Thursday, January 5, 2012


There has been a lot of talk about “big data” in the past year, which I find a bit puzzling. I’ve been in the data warehousing field for more than 15 years, and data warehousing has always been about big data. So what’s new in 2011? Why are we are talking about “big data” today? There are several reasons:

Changing data types. Organizations are capturing different types of data today. Until about five years ago, most data was transactional in nature, consisting of numeric data that fit easily into rows and columns of relational databases. Today, the growth in data is fueled by largely unstructured data from wWeb sites as well as machine-generated data from an exploding number of sensors.
Technology advances. Hardware has finally caught up with software. The exponential gains in price/-performance exhibited by computer processors, memory, and disk storage have finally made it possible to store and analyze large volumes of data at an affordable price. Organizations are storing and analyzing more data because they can.!
Insourcing and outsourcing. Because of the complexity and cost of storing and analyzing Web traffic data, most organizations have outsourced these functions to third- party service bureaus. But as the size and importance of corporate e-commerce channels have increased, many are now eager to insource this data to gain greater insights about customers. At the same time, virtualization technology is making it attractive for organizations to move large-scale data processing to private hosted networks or public clouds.
Developers discover data. The biggest reason for the popularity of the term “big data” is that Web and application developers have discovered the value of building a new data-intensive applications. To application developers, “big data” is new and exciting. Of course, for those of us who have made their careers in the data world, the new era of “big data” is simply another step in the evolution of data management systems that support reporting and analysis applications.
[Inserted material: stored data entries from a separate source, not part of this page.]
Issue #1837, opened 2018-08-19
Unicode file names aren't recognized


vToMy:
Running ctags on Unicode file names fails to open them.

**Example**
For a file called:
`こんにちは世界.txt`
Running:
`ctags --options=NONE *`
Will produce:
```
ctags: Notice: No options will be read from files or environment
ctags: Warning: cannot open input file "???????.txt" : No such file or directory
```

hadrielk:
Works for me:
```
$ ls
こんにちは世界.adoc

$ ../ctags --options=NONE -f - *
ctags: Notice: No options will be read from files or environment
Chapter 1 (Level 0)	こんにちは世界.adoc	/^= Chapter 1 (Level 0)$/;"	c
Level 3 Section 1.1.1.1 Title	こんにちは世界.adoc	/^==== Level 3 Section 1.1.1.1 Title$/;"	t	subsection:Chapter 1 (Level 0).Section 1.1.Subsection 1.1.1
Level 4 Section 1.1.1.1.1 Title	こんにちは世界.adoc	/^===== Level 4 Section 1.1.1.1.1 Title$/;"	T	subsubsection:Chapter 1 (Level 0).Section 1.1.Subsection 1.1.1.Level 3 Section 1.1.1.1 Title
Section 1.1	こんにちは世界.adoc	/^== Section 1.1$/;"	s	chapter:Chapter 1 (Level 0)
Subsection 1.1.1	こんにちは世界.adoc	/^=== Subsection 1.1.1$/;"	S	section:Chapter 1 (Level 0).Section 1.1
```
What operating system are you running on, and what version ctags?

vToMy:
OS: Windows 10 (Version 10.0.17134 Build 17134)
ctags version:
```
>ctags --version
Universal Ctags 0.0.0(2258b24b), Copyright (C) 2015 Universal Ctags Team
Universal Ctags is derived from Exuberant Ctags.
Exuberant Ctags 5.8, Copyright (C) 1996-2009 Darren Hiebert
  Compiled: Aug 18 2018, 00:09:59
  URL: https://ctags.io/
  Optional compiled features: +win32, +wildcards, +regex, +internal-sort, +iconv, +option-directory, +xpath, +json, +interactive, +yaml, +case-insensitive-filenames
```

k-takata:
This is a long-standing issue on Windows.
We currently use ANSI APIs, but we need to use Unicode APIs to handle Unicode file names.
This is a hard work, though.

[...]

PR #2360, opened 2019-12-04
win32: Add version resource and manifest

k-takata:
This adds version resource and application manifest to the win32 executable file.
`win32/ctags.rc` and `win32/resource.h` are created by VS2013 and edited manually.

The application manifest should fix the issue #1837 on Windows 10 version 1903 or later.
See: https://docs.microsoft.com/en-us/windows/uwp/design/globalizing/use-utf8-code-page
This is a relatively new feature in Windows and it might not be matured enough, but at least I confirmed that ctags.exe can handle Unicode file names on Windows 10 1909.

NOTE: the version number needs to be updated manually.
We have version numbers in several files: `configure.ac`, `docs/conf.py`, `main/ctags.h`, `win32/ctags.exe.manifest` and `win32/ctags.rc`. (The last two files are added in this PR.)
We need to update all of them, when we release a new version.

### DIFF
--- a/Makefile.am
+++ b/Makefile.am
@@ -1,7 +1,5 @@
 include $(top_srcdir)/source.mak
 
-# Test cases are added to EXTRA_DIST by makefiles under Tmain and Units
-# Documents are added to EXTRA_DIST by makefiles/docs.mak
 EXTRA_DIST   = README.md autogen.sh \
 	       makefiles/list-optlib2c-input.mak misc/optlib2c \
 	       .ctags.d/exclusion.ctags .dir-locals.el .editorconfig .gdbinit .gitignore \
@@ -18,6 +16,7 @@ EXTRA_DIST   = README.md autogen.sh \
 	       misc/validators/validator-puppet \
 	       $(WIN32_HEADS) $(WIN32_SRCS) mk_mingw.mak mk_mvc.mak \
 	       win32/mkstemp/COPYING.MinGW-w64-runtime.txt \
+	       win32/ctags.rc win32/ctags.exe.manifest win32/resource.h \
 	       win32/ctags_vs2013.sln \
 	       win32/ctags_vs2013.vcxproj win32/ctags_vs2013.vcxproj.filters \
 	       win32/gen-repoinfo.bat \
@@ -166,6 +165,16 @@ ctags_LDADD += $(LIBYAML_LIBS)
 ctags_LDADD += $(SECCOMP_LIBS)
 ctags_LDADD += $(ICONV_LIBS)
 dist_ctags_SOURCES = $(CMDLINE_HEADS) $(CMDLINE_SRCS)
+
+if HOST_MINGW
+WINDRES = windres
+RES_OBJ = win32/ctags.res.o
+ctags_LDADD += $(RES_OBJ)
+$(RES_OBJ): win32/ctags.rc win32/ctags.exe.manifest win32/resource.h
+	mkdir -p $(builddir)/win32
+	$(WINDRES) -o $@ -O coff $<
+MOSTLYCLEANFILES = $(RES_OBJ)
+endif
 
 mini_geany_CPPFLAGS = $(libctags_a_CPPFLAGS)
 mini_geany_CFLAGS = $(libctags_a_CFLAGS)
--- a/Makefile.am
+++ b/Makefile.am
@@ -170,9 +170,12 @@ if HOST_MINGW
 WINDRES = windres
 RES_OBJ = win32/ctags.res.o
 ctags_LDADD += $(RES_OBJ)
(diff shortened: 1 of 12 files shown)


win32/ctags_vs2013.vcxproj
```diff
@@ -338,8 +344,12 @@
...
+    <ClInclude Include="resource.h" />
+  </ItemGroup>
+  <ItemGroup>
+    <ResourceCompile Include="ctags.rc" />
   </ItemGroup>
   <Import Project="$(VCTargetsPath)\Microsoft.Cpp.targets" />
   <ImportGroup Label="ExtensionTargets">
   </ImportGroup>
-</Project>
+</Project>
```
k-takata: Visual Studio removes the last CRLF from `*.vcxproj` and `*.vcxproj.filters`.
@masatake I think `src/src-check` needs to be adjusted for that.

k-takata: Done.

masatake:
I don't have enough knowledges to review this. Feel free to merge this when you think you are o.k.

k-takata:
Do you have any comments about the commit messages, or about usage of autotools and makefiles?

Makefile.am
```diff
@@ -167,6 +166,16 @@ ctags_LDADD += $(SECCOMP_LIBS)
...
 dist_ctags_SOURCES = $(CMDLINE_HEADS) $(CMDLINE_SRCS)
 
+if HOST_MINGW
+WINDRES = windres
+RES_OBJ = win32/ctags.res.o
+ctags_LDADD += $(RES_OBJ)
+$(RES_OBJ): win32/ctags.rc win32/ctags.exe.manifest win32/resource.h
+	mkdir -p $(builddir)/win32
+	$(WINDRES) -o $@ -O coff $<
+MOSTLYCLEANFILES = $(RES_OBJ)
```
masatake: I prefer to
```
MOSTLYCLEANFILES += $(RES_OBJ)
```

To do as I write, a line 
```
MOSTLYCLEANFILES =
```
may be needed somewhere at the head of Makefile.am.

masatake:
I have only one very minor suggestion.

masatake:
> NOTE: the version number needs to be updated manually.
We have version numbers in several files: configure.ac, docs/conf.py, main/ctags.h, win32/ctags.exe.manifest and win32/ctags.rc. (The last two files are added in this PR.)
We need to update all of them, when we release a new version.

I see. Instead of improving our build-sys for synchronizing them, verifying the consistency of them at on travis may be easy. I like the technique you introduced for converting  man to docs/man. Implementing verifier is much easier, but effective.

Makefile.am
k-takata: If so, maybe `CLEANFILES` needs to be changed in a similar way?

At the head of Makefile.am:

```
CLEANFILES =
```

and at the middle of the file:

```
CLEANFILES += $(REPOINFO_HEADS) $(PEG_SRCS) $(PEG_HEADS)
```

k-takata: I changed both `CLEANFILES` and `MOSTLYCLEANFILES`.

k-takata:
>  Instead of improving our build-sys for synchronizing them, verifying the consistency of them at on travis may be easy.

We need to verify the following points:

https://github.com/universal-ctags/ctags/blob/105f514e33a328fb4169a16c453a2ba5aa742be3/configure.ac#L10
https://github.com/universal-ctags/ctags/blob/105f514e33a328fb4169a16c453a2ba5aa742be3/docs/conf.py#L55-L58
https://github.com/universal-ctags/ctags/blob/105f514e33a328fb4169a16c453a2ba5aa742be3/main/ctags.h#L20
https://github.com/universal-ctags/ctags/blob/105f514e33a328fb4169a16c453a2ba5aa742be3/win32/ctags.exe.manifest#L3
https://github.com/universal-ctags/ctags/blob/105f514e33a328fb4169a16c453a2ba5aa742be3/win32/ctags.rc#L61-L62
https://github.com/universal-ctags/ctags/blob/105f514e33a328fb4169a16c453a2ba5aa742be3/win32/ctags.rc#L79
https://github.com/universal-ctags/ctags/blob/105f514e33a328fb4169a16c453a2ba5aa742be3/win32/ctags.rc#L84

Note that Windows uses X.Y.Z.W (or X,Y,Z,W) style, not X.Y.Z. Maybe we should set to X.Y.Z.0.

Makefile.am
masatake: Yes. You have already done. Thank you.

win32/ctags_vs2013.vcxproj
masatake: Thank you.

Analytics against Big Data
Big data by itself, regardless of the type, is worthless unless business users do something with it that delivers value to their organizations. That’s where analytics comes in. Although organizations have always run reports against data warehouses, most haven’t opened these repositories to ad hoc exploration. This is partly because analysis tools are too complex for the average user but also because the repositories often don’t contain all the data needed by the power user. But this is changing.
• Patterns. A valuable characteristic of ““big data”” is that it contains more patterns and interesting anomalies than “small” data. Thus, organizations can gain greater value by mining large data volumes than small ones. Fortunately, techniques already exist to mine big data thanks to companies, such as SAS Institute and SPSS (now part of IBM), that ship analytical workbenches.
• Real-time. Organizations that accumulate big data recognize quickly that they need to change the way they capture, transform, and move data from a nightly batch process to a continuous process using micro batch loads or event-driven updates. This technical constraint pays big business dividends because it makes it possible to deliver critical information to users in near- real- time.
• Complex analytics. In addition, during the past 15 years, the “analytical IQ” of many organizations has evolved from reporting and dashboarding to lightweight analysis. Many are now on the verge of upping their analytical IQ by implementing predictive analytics against both structured and unstructured data. This type of analytics can be used to do everything from delivered highly tailored cross-sell recommendations to predicting failure rates of aircraft engines.
• Sustainable advantage . At the same time, executives have recognized the power of analytics to deliver a competitive advantage, thanks to the pioneering work of thought leaders, such as Tom Davenport, who co-wrote the book, “Competing on Analytics.” In fact, forward-thinking executives recognize that analytics may be the only true source of sustainable advantage since it empowers employees at all levels of an organization with information to help them make smarter decisions.